* EXERCISE *
Scan the records below. List lines holding "features".
[GIVEN INFORMATION — start]
PR #1641, opened 2026-03-04
Selectable axes bokeh plot unit conversion features

jdbocarsly:
This branch is being co-developed along with the seppya plugin, and adds features to the basic bokeh plot to allow different units on the axes. Currently keeping this in draft, but some of this is probably useful to commit to core datalab as it will allow other blocks to use unit conversions.

### DIFF
--- a/pydatalab/pyproject.toml
+++ b/pydatalab/pyproject.toml
@@ -28,6 +28,7 @@ dependencies = [
     "pandas[excel] ~= 2.2",
     "pymongo ~= 4.7",
     "deepdiff ~= 8.1",
+    "seppya",
 ]
 
 [project.urls]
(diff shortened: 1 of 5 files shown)


pydatalab/pyproject.toml
```diff
@@ -137,6 +138,7 @@ dev = [
 [tool.uv.sources]
 datalab-app-plugin-insitu = { git = "https://github.com/datalab-org/datalab-app-plugin-insitu.git", rev = "v0.3.3" }
 nmrglue = { git = "https://github.com/jjhelmus/nmrglue.git", rev = "b6408751bf18801a0a4ce084acf4d31335e2b02a" }  # TODO: Update when new release is made
+seppya = { path = "./plugins/sepPya", editable = true }
```
ml-evs, line 141: May now be useful to you... https://docs.datalab-org.io/en/latest/plugins/#installing-plugins

ml-evs (commented):
Just a quick comment letting you know about the new plugin installation method -- how do we think these other changes interact with bokeh 3? We should likely try to make the jump soon (and use the opportunity to make a proper plotting module that abstracts away a lot of bokeh stuff, and splits up our giant selectable_axis_plot...)

pydatalab/pyproject.toml
jdbocarsly: > how do we think these other changes interact with bokeh 3?

No idea... but I think, in general this amount of customjs is going to pose a maintenance challenge. Its especially a concern that  I was thinking that maybe we should instead push the unit conversions to python, and use the event system to efficiently update bokeh plots. Ideally we could make this fairly easy/automatic on for the block developers. thoughts?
[GIVEN INFORMATION — finish]
* ANSWER TO THE PROBLEM *
Selectable axes bokeh plot unit conversion features
This branch is being co-developed along with the seppya plugin, and adds features to the basic bokeh plot to allow different units on the axes. Currently keeping this in draft, but some of this is probably useful to commit to core datalab as it will allow other blocks to use unit conversions.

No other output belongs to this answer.